In full and without alteration, output each record given here.

→ **DATA IN THIS EXERCISE**:
○ ○ ○
PR #58066, opened 2025-05-16
Remove the shipping calculation section in the cart block

### LINKED ISSUE #57995: Remove the Shipping Calculation Section in the Cart Block

mikejolley:

This is a major refactor of the cart block which removes the shipping calculator section and rate selector in favour of showing only a summary of estimated totals. 

Reasoning behind this change can be found here:

- https://github.com/woocommerce/woocommerce/issues/57995
- https://github.com/woocommerce/woocommerce/discussions/57456#discussioncomment-12920937

The main goals of this PR were to remove the complexity of showing a mix of local pickup and shipping rates in the cart, and remove confusing UIs in favour of pushing customers to the checkout where accurate shipping costs can be displayed.

**Legacy/shortcode flow is untouched.** What was touched before by filters is now excluded due to cart_context. Local pickup gets no special handling in the legacy cart/checkout.

**Hide shipping costs until an address is entered** is no longer restricted by local pickup. Local pickup rates are no longer auto selected as default, and since the cart does not display rates we don't need to impose restrictions. Settings UI updated. 

Closes #57995

No address, hide shipping costs before an address is provided:

Screenshot 2025-05-16 at 11 30 24

Showing shipping costs, or going back to cart after selecting shipping at checkout:

Screenshot 2025-05-16 at 11 31 14

As above but with a coupon applied:

Screenshot 2025-05-16 at 11 31 23

There are quite a few different flows involved here so extensive testing is required using different configurations. The main settings that affect this feature are:

1. Your shipping zone/shipping methods
2. Local Pickup on or off
3. "Hide shipping costs before an address is entered" on or off
4. Guest vs customer session

#### Guest flow (incognito session)

Before testing:
- Enable "Hide shipping costs before an address is entered"
- Ensure you have several zones of rates and local pickup enabled
- Block checkout as primary checkout

1. Add item to cart, go to cart page
2. Confirm the totals area shows only the estimated total—no shipping, no subtotal
3. Apply a coupon. Confirm subtotal and discount amount is displayed. Remove coupon when done.
4. Go to page containing cart shortcode. Check no rates are displayed there either.
5. Go to checkout. 
     - Confirm order summary area shows correct values, shipping should prompt for address
     - **Confirm on entry to checkout, Local Pickup was not selected. You should be on the shipping form with no shipping selection. This was a related fix.**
○ ○ ○
→ **EXERCISE SOLUTION**:
PR #58066, opened 2025-05-16
Remove the shipping calculation section in the cart block

### LINKED ISSUE #57995: Remove the Shipping Calculation Section in the Cart Block

mikejolley:

This is a major refactor of the cart block which removes the shipping calculator section and rate selector in favour of showing only a summary of estimated totals. 

Reasoning behind this change can be found here:

- https://github.com/woocommerce/woocommerce/issues/57995
- https://github.com/woocommerce/woocommerce/discussions/57456#discussioncomment-12920937

The main goals of this PR were to remove the complexity of showing a mix of local pickup and shipping rates in the cart, and remove confusing UIs in favour of pushing customers to the checkout where accurate shipping costs can be displayed.

**Legacy/shortcode flow is untouched.** What was touched before by filters is now excluded due to cart_context. Local pickup gets no special handling in the legacy cart/checkout.

**Hide shipping costs until an address is entered** is no longer restricted by local pickup. Local pickup rates are no longer auto selected as default, and since the cart does not display rates we don't need to impose restrictions. Settings UI updated. 

Closes #57995

No address, hide shipping costs before an address is provided:

Screenshot 2025-05-16 at 11 30 24

Showing shipping costs, or going back to cart after selecting shipping at checkout:

Screenshot 2025-05-16 at 11 31 14

As above but with a coupon applied:

Screenshot 2025-05-16 at 11 31 23

There are quite a few different flows involved here so extensive testing is required using different configurations. The main settings that affect this feature are:

1. Your shipping zone/shipping methods
2. Local Pickup on or off
3. "Hide shipping costs before an address is entered" on or off
4. Guest vs customer session

#### Guest flow (incognito session)

Before testing:
- Enable "Hide shipping costs before an address is entered"
- Ensure you have several zones of rates and local pickup enabled
- Block checkout as primary checkout

1. Add item to cart, go to cart page
2. Confirm the totals area shows only the estimated total—no shipping, no subtotal
3. Apply a coupon. Confirm subtotal and discount amount is displayed. Remove coupon when done.
4. Go to page containing cart shortcode. Check no rates are displayed there either.
5. Go to checkout. 
     - Confirm order summary area shows correct values, shipping should prompt for address
     - **Confirm on entry to checkout, Local Pickup was not selected. You should be on the shipping form with no shipping selection. This was a related fix.**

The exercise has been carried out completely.